In project 6, I used four indicators including SMA, EMA, Bollinger Bands and CCI. In the implementation, I used a SMA dataframe, EMA dataframe, standard divation and a CCI dataframe and combined them to form a dataframe. And then use this as X and use the 10-day return as label y to perform learning.
For the standardization of the data, all I did is to divide the dataframe by the first day price i.e.\ normalize the data to starting from 1. This is the same method I used in Project 6 and based on the indicators I chose, the normalization to 1 is enough.

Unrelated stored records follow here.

PR #12342, opened 2022-09-06
Fix DbConnectionValidator when Shell Settings from database

### LINKED ISSUE #12334: DbConnectionValidator fails if Shell Settings come from same database

MikeAlhayek:
Fix #12334

@jtkech here is the request PR.

### DIFF
--- a/src/OrchardCore/OrchardCore.Data.YesSql.Abstractions/DbConnectionValidatorResult.cs
+++ b/src/OrchardCore/OrchardCore.Data.YesSql.Abstractions/DbConnectionValidatorResult.cs
@@ -1,7 +1,7 @@
 namespace OrchardCore.Data;
 
 /// <summary>
-/// The result from validating a database connection using <see cref="IDbConnectionValidator"/>
+/// The result from validating a database connection using <see cref="IDbConnectionValidator"/>.
 /// </summary>
 public enum DbConnectionValidatorResult
 {
@@ -16,23 +16,22 @@ public enum DbConnectionValidatorResult
     NoProvider,
 
     /// <summary>
-    /// The connection string is valid. But, the Document table does not exists.
+    /// The connection string is valid and the 'Document' table does not exists.
     /// </summary>
     DocumentTableNotFound,
 
     /// <summary>
-    /// The connection string is valid and the Document table exists.
+    /// The connection string is valid and the 'Document' table exists.
     /// </summary>
     DocumentTableFound,
 
     /// <summary>
-    /// The connection string is valid and the Document table exists with at least one shell-descriptor document.
-    /// This also means that the Document table is used by an existing tenant.
+    /// The 'Document' table exists with no 'ShellDescriptor' document.
     /// </summary>
-    ShellDescriptorDocumentFound,
+    ShellDescriptorDocumentNotFound,
 
     /// <summary>
-    /// Unable to open a connection to the given database connection string.
+    /// Unable to open a connection with the given database connection string.
     /// </summary>
     InvalidConnection,
 
--- a/src/OrchardCore/OrchardCore.Data.YesSql.Abstractions/DbConnectionValidatorResult.cs
+++ b/src/OrchardCore/OrchardCore.Data.YesSql.Abstractions/DbConnectionValidatorResult.cs
@@ -1,5 +1,8 @@
 namespace OrchardCore.Data;
 
+/// <summary>
+/// The result from validating a database connection using <see cref="IDbConnectionValidator"/>
+/// </summary>
 public enum DbConnectionValidatorResult
 {
     /// <summary>
--- a/src/OrchardCore/OrchardCore.Data.YesSql.Abstractions/DbConnectionValidatorResult.cs
+++ b/src/OrchardCore/OrchardCore.Data.YesSql.Abstractions/DbConnectionValidatorResult.cs
@@ -1,25 +1,21 @@
 namespace OrchardCore.Data;
 
+/// <summary>
+/// 'Unknown' indicates that the connection string status is unknown or was not validated.
+/// 'NoProvider' indicated that the database provider is missing.
+/// 'DocumentTableNotFound' indicates that the connection string was valid, while the Document table does not exists.
+/// 'DocumentFound' indicates that the connection string was valid, while the Document table exists.
+/// 'ShellDescriptorDocumentFound' indicates that the connection string was valid and the document table exists with at least one shell-descriptor document.
+/// 'InvalidConnection' unable to open a connection to the given connection string.
+/// 'UnsupportedProvider' indicates invalid or unsupported database provider.
+/// </summary>
 public enum DbConnectionValidatorResult
 {
-    // 'Unknown' indicates that the connection string status is unknown or was not yet validated.
     Unknown,
-
-    // 'NoProvider' indicated that the provider is missing.
     NoProvider,
-
-    // 'DocumentTableNotFound' indicates that the connection string was valid, yet the Document table does not exist.
     DocumentTableNotFound,
-
-    // 'DocumentFound' indicates that the connection string was valid, yet the Document table exist.
     DocumentTableFound,
-
-    // 'ShellDescriptorDocumentFound' indicates that the connection string was valid and the document table exists with at least one entry of shell-descriptor document.
     ShellDescriptorDocumentFound,
-
-    // 'InvalidConnection' unable to open a connection to the given connection string.
     InvalidConnection,
-
-    // 'UnsupportedProvider' indicated invalid or unsupported database provider.
     UnsupportedProvider
 }
--- a/src/OrchardCore/OrchardCore.Data.YesSql.Abstractions/DbConnectionValidatorResult.cs
+++ b/src/OrchardCore/OrchardCore.Data.YesSql.Abstractions/DbConnectionValidatorResult.cs
@@ -34,7 +34,7 @@ public enum DbConnectionValidatorResult
     InvalidConnection,
 
     /// <summary>
-    /// Invalid or unsupported database provider.
+    /// Unsupported database provider.
     /// </summary>
     UnsupportedProvider
 }
--- a/src/OrchardCore/OrchardCore.Data.YesSql.Abstractions/DbConnectionValidatorResult.cs
+++ b/src/OrchardCore/OrchardCore.Data.YesSql.Abstractions/DbConnectionValidatorResult.cs
@@ -3,38 +3,38 @@ namespace OrchardCore.Data;
 public enum DbConnectionValidatorResult
 {
     /// <summary>
-    /// 'Unknown' indicates that the connection string status is unknown or was not validated.
+    /// The connection string status is unknown or was not validated.
     /// </summary>
     Unknown,
 
     /// <summary>
-    /// 'NoProvider' indicated that the database provider is missing.
+    /// The database provider is missing.
     /// </summary>
     NoProvider,
 
     /// <summary>
-    /// 'DocumentTableNotFound' indicates that the connection string was valid, while the Document table does not exists.
+    /// The connection string is valid. But, the Document table does not exists.
     /// </summary>
     DocumentTableNotFound,
 
     /// <summary>
-    /// 'DocumentTableFound' indicates that the connection string was valid, while the Document table exists.
+    /// The connection string is valid and the Document table exists.
     /// </summary>
     DocumentTableFound,
 
     /// <summary>
-    /// 'ShellDescriptorDocumentFound' indicates that the connection string was valid and the document table exists with at least one shell-descriptor document.
-    /// This also means that the Document table is used by a tenant.
+    /// The connection string is valid and the Document table exists with at least one shell-descriptor document.
+    /// This also means that the Document table is used by an existing tenant.
     /// </summary>
     ShellDescriptorDocumentFound,
 
     /// <summary>
-    /// 'InvalidConnection' unable to open a connection to the given connection string.
+    /// Unable to open a connection to the given database connection string.
     /// </summary>
     InvalidConnection,
 
     /// <summary>
-    /// 'UnsupportedProvider' indicates invalid or unsupported database provider.
+    /// Invalid or unsupported database provider.
     /// </summary>
     UnsupportedProvider
 }
--- a/src/OrchardCore/OrchardCore.Data.YesSql.Abstractions/DbConnectionValidatorResult.cs
+++ b/src/OrchardCore/OrchardCore.Data.YesSql.Abstractions/DbConnectionValidatorResult.cs
@@ -2,21 +2,24 @@ namespace OrchardCore.Data;
 
 public enum DbConnectionValidatorResult
 {
-    // Unknown indicates that the connection string status is unknown or was not yet validated
+    // 'Unknown' indicates that the connection string status is unknown or was not yet validated.
     Unknown,
 
-    // NoProvider indicated that the provider is missing
+    // 'NoProvider' indicated that the provider is missing.
     NoProvider,
 
-    // DocumentNotFound indicates that the connection string was valid, yet the Document table does not exist 
-    DocumentNotFound,
+    // 'DocumentTableNotFound' indicates that the connection string was valid, yet the Document table does not exist.
+    DocumentTableNotFound,
 
-    // DocumentFound indicates that the connection string was valid, yet the Document table exist
-    DocumentFound,
+    // 'DocumentFound' indicates that the connection string was valid, yet the Document table exist.
+    DocumentTableFound,
 
-    // InvalidConnection unable to open a connection to the given connection string
+    // 'ShellDescriptorDocumentFound' indicates that the connection string was valid and the document table exists with at least one entry of shell-descriptor document.
+    ShellDescriptorDocumentFound,
+
+    // 'InvalidConnection' unable to open a connection to the given connection string.
     InvalidConnection,
 
-    // UnsupportedProvider indicated invalid or unsupported database provider
+    // 'UnsupportedProvider' indicated invalid or unsupported database provider.
     UnsupportedProvider
 }
--- a/src/OrchardCore/OrchardCore.Data.YesSql.Abstractions/DbConnectionValidatorResult.cs
+++ b/src/OrchardCore/OrchardCore.Data.YesSql.Abstractions/DbConnectionValidatorResult.cs
@@ -1,21 +1,40 @@
 namespace OrchardCore.Data;
 
-/// <summary>
-/// 'Unknown' indicates that the connection string status is unknown or was not validated.
-/// 'NoProvider' indicated that the database provider is missing.
-/// 'DocumentTableNotFound' indicates that the connection string was valid, while the Document table does not exists.
-/// 'DocumentFound' indicates that the connection string was valid, while the Document table exists.
-/// 'ShellDescriptorDocumentFound' indicates that the connection string was valid and the document table exists with at least one shell-descriptor document.
-/// 'InvalidConnection' unable to open a connection to the given connection string.
-/// 'UnsupportedProvider' indicates invalid or unsupported database provider.
-/// </summary>
 public enum DbConnectionValidatorResult
 {
+    /// <summary>
+    /// 'Unknown' indicates that the connection string status is unknown or was not validated.
+    /// </summary>
     Unknown,
+
+    /// <summary>
+    /// 'NoProvider' indicated that the database provider is missing.
+    /// </summary>
     NoProvider,
+
+    /// <summary>
+    /// 'DocumentTableNotFound' indicates that the connection string was valid, while the Document table does not exists.
+    /// </summary>
     DocumentTableNotFound,
+
+    /// <summary>
+    /// 'DocumentTableFound' indicates that the connection string was valid, while the Document table exists.
+    /// </summary>
     DocumentTableFound,
+
+    /// <summary>
+    /// 'ShellDescriptorDocumentFound' indicates that the connection string was valid and the document table exists with at least one shell-descriptor document.
+    /// This also means that the Document table is used by a tenant.
+    /// </summary>
     ShellDescriptorDocumentFound,
+
+    /// <summary>
+    /// 'InvalidConnection' unable to open a connection to the given connection string.
+    /// </summary>
     InvalidConnection,
+
+    /// <summary>
+    /// 'UnsupportedProvider' indicates invalid or unsupported database provider.
+    /// </summary>
     UnsupportedProvider
 }
--- a/src/OrchardCore/OrchardCore.Data.YesSql/DbConnectionValidator.cs
+++ b/src/OrchardCore/OrchardCore.Data.YesSql/DbConnectionValidator.cs
@@ -93,6 +93,48 @@ public class DbConnectionValidator : IDbConnectionValidator
             // This also means that this table is used for other purposes that a tenant (ex., Database Shells Configuration.)
             return DbConnectionValidatorResult.DocumentTableFound;
         }
+        catch (SqlException e)
+        {
+            for (var i = 0; i < e.Errors.Count; i++)
+            {
+                if (e.Errors[i].Number == 207)
+                {
+                    // This means that the table exists but some expected columns do not exists.
+                    // This likely to mean that the the table was not created using YesSql.
+                    return DbConnectionValidatorResult.DocumentTableFound;
+                }
+                else if (e.Errors[i].Number == 208)
+                {
+                    return DbConnectionValidatorResult.DocumentTableNotFound;
+                }
+            }
+
+            return DbConnectionValidatorResult.InvalidConnection;
+        }
+        catch (MySqlException e)
+        {
+            return e.ErrorCode switch
+            {
+                MySqlErrorCode.NoSuchTable => DbConnectionValidatorResult.DocumentTableNotFound,
+                // This means that the table exists but some expected columns do not exists.
+                // This likely to mean that the the table was not created using YesSql.
+                MySqlErrorCode.BadFieldError => DbConnectionValidatorResult.DocumentTableFound,
+                _ => DbConnectionValidatorResult.InvalidConnection,
+            };
+        }
+        catch (PostgresException e)
+        {
+            return e.SqlState switch
+            {
+                //https://www.postgresql.org/docs/current/errcodes-appendix.html
+                // 'undefined_table'
+                "42P01" => DbConnectionValidatorResult.DocumentTableNotFound,
+
+                // 'undefined_column' this likely to mean that the the table was not created using YesSql.
+                "42703" => DbConnectionValidatorResult.DocumentTableFound,
+                _ => DbConnectionValidatorResult.InvalidConnection
+            };
+        }
         catch
         {
             // At this point we know that the document table does not exist.
@@ -104,7 +146,9 @@ public class DbConnectionValidator : IDbConnectionValidator
     {
         var selectBuilder = GetSqlBuilder(providerName, tablePrefix);
         selectBuilder.Select();
-        selectBuilder.AddSelector("*");
+        // Here we explicitly select the expected column used by YesSql instead of '*'
+        // to ensure that this table can be consumed by YesSql.
+        selectBuilder.AddSelector("Id, Type, Content, Version");
         selectBuilder.Table(_tableNameConvention.GetDocumentTable());
         selectBuilder.WhereAnd($"Type = '{typeof(ShellDescriptor).FullName}, {typeof(ShellDescriptor).Assembly.GetName().Name}'");
         selectBuilder.Take("1");
--- a/src/OrchardCore/OrchardCore.Data.YesSql/DbConnectionValidator.cs
+++ b/src/OrchardCore/OrchardCore.Data.YesSql/DbConnectionValidator.cs
@@ -85,8 +85,11 @@ public class DbConnectionValidator : IDbConnectionValidator
                 return DbConnectionValidatorResult.DocumentTableFound;
             }
 
-            var columns = Enumerable.Range(0, result.FieldCount).Select(result.GetName);
-            if (!columns.Any(c => c == "Type") || !columns.Any(c => c == "Content") || !columns.Any(c => c == "Version"))
+            var columns = Enumerable.Range(0, result.FieldCount)
+                .Select(result.GetName)
+                .Where(c => c == "Type" || c == "Content" || c == "Version");
+
+            if (columns.Count() != 3)
             {
                 // The 'Document' table exists with another schema.
                 return DbConnectionValidatorResult.DocumentTableFound;
--- a/src/OrchardCore/OrchardCore.Data.YesSql/DbConnectionValidator.cs
+++ b/src/OrchardCore/OrchardCore.Data.YesSql/DbConnectionValidator.cs
@@ -14,6 +14,7 @@ using YesSql.Provider.MySql;
 using YesSql.Provider.PostgreSql;
 using YesSql.Provider.Sqlite;
 using YesSql.Provider.SqlServer;
+using YesSql.Services;
 using YesSql.Sql;
 
 namespace OrchardCore.Data;
@@ -144,7 +145,7 @@ public class DbConnectionValidator : IDbConnectionValidator
         selectBuilder.Select();
         selectBuilder.Selector("*");
         selectBuilder.Table(_tableNameConvention.GetDocumentTable());
-        selectBuilder.WhereAnd($"Type = '{typeof(ShellDescriptor).FullName}, {typeof(ShellDescriptor).Assembly.GetName().Name}'");
+        selectBuilder.WhereAnd($"Type = '{new TypeService()[typeof(ShellDescriptor)]}'");
         selectBuilder.Take("1");
 
         return selectBuilder;
--- a/src/OrchardCore/OrchardCore.Data.YesSql/DbConnectionValidator.cs
+++ b/src/OrchardCore/OrchardCore.Data.YesSql/DbConnectionValidator.cs
@@ -35,7 +35,7 @@ public class DbConnectionValidator : IDbConnectionValidator
         _yesSqlOptions = yesSqlOptions.Value;
     }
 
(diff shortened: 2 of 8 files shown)


src/OrchardCore/OrchardCore.Data.YesSql.Abstractions/DbConnectionValidatorResult.cs
```diff
@@ -2,21 +2,24 @@ namespace OrchardCore.Data;
...
 
-    // InvalidConnection unable to open a connection to the given connection string
+    // 'ShellDescriptorDocumentFound' indicates that the connection string was valid and the document table exists with at least one entry of shell-descriptor document.
+    ShellDescriptorDocumentFound,
+
+    // 'InvalidConnection' unable to open a connection to the given connection string.
     InvalidConnection,
 
-    // UnsupportedProvider indicated invalid or unsupported database provider
+    // 'UnsupportedProvider' indicated invalid or unsupported database provider.
```
jtkech, line 23: If you use comments, use the `<summary>` tag, also just before the `DbConnectionValidatorResult` declaration.

    /// <summary>
    /// Some comments.
    /// </summary>

MikeAlhayek: @jtkech done.

src/OrchardCore/OrchardCore.Data.YesSql/DbConnectionValidator.cs
```diff
@@ -80,25 +80,31 @@ public async Task<DbConnectionValidatorResult> ValidateAsync(string databaseProv
...
 
     private ISqlBuilder GetSelectBuilderForDocumentTable(string tablePrefix, DatabaseProviderName providerName)
     {
         var selectBuilder = GetSqlBuilder(providerName, tablePrefix);
-
         selectBuilder.Select();
         selectBuilder.AddSelector("*");
         selectBuilder.Table(_tableNameConvention.GetDocumentTable());
         selectBuilder.Take("1");
+        selectBuilder.WhereAnd("Type = 'OrchardCore.Shells.Database.Models.DatabaseShellsSettings, OrchardCore.Infrastructure'");
```
jtkech, line 107: This is not the right document type, should be

        selectBuilder.WhereAnd($"Type = '{typeof(ShellDescriptor).FullName}, {typeof(ShellDescriptor).Assembly.GetName().Name}'");

src/OrchardCore/OrchardCore.Data.YesSql.Abstractions/DbConnectionValidatorResult.cs
```diff
@@ -1,22 +1,21 @@
...
 
+/// <summary>
+/// 'Unknown' indicates that the connection string status is unknown or was not validated.
+/// 'NoProvider' indicated that the database provider is missing.
+/// 'DocumentTableNotFound' indicates that the connection string was valid, while the Document table does not exists.
+/// 'DocumentFound' indicates that the connection string was valid, while the Document table exists.
+/// 'ShellDescriptorDocumentFound' indicates that the connection string was valid and the document table exists with at least one shell-descriptor document.
+/// 'InvalidConnection' unable to open a connection to the given connection string.
+/// 'UnsupportedProvider' indicates invalid or unsupported database provider.
+/// </summary>
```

Comparing the random forest learner and the manual strategy, we can see that the random forest learner performs much more better than the manual strategy in in-sample data. Thus it shows that the performance of random forest learning strategy is much more better than manual strategy in the things that has been learned.
The assumptions used in the experiment is that the commission is 9.95 and the impact is 0.005.
I would expect this with the in-sample data every time. The way we trained the random forest, we used the data that we shouldn’t have seen which is a great help in predicting the future (we are using the future to predict the future). Thus we will always see such good results in the in-sample data.
Hypothesis: When the impact increases, the accumulated return should be significantly smaller. And there will be a lot of times the trader will do nothing, holding nothing.
The first metric to check the performance of the strategy learner is the number of zeros in the trades. The metric shows the efficient of the learner. The bigger the number, the less efficient the learner is. By using this metric, we can see that when the impact is 0, the number of zeros is 324. However when the impact reaches 0.0025, 0.01, 0.015, 0.02, the number of zeros is 349, 374, 378, 398. And we can see from the graph that when the impact is so big, our learner can not grasp a good way to profit, thus having a sinuous curve.
Another naive metric is the accumulative return. As we can see from the experiment 1, the accumulative return can reach 1.8 or higher. While in the experiment 2, using impact 0.01, 0.015, 0.02, the accumulative can merely beat 1.0 although there are times the return can reach more than 1.2.
We know that the impact affect the price in trading, more specifically, it costs more to trade. Thus intuitively, with the increasing of impact, the profit decreases.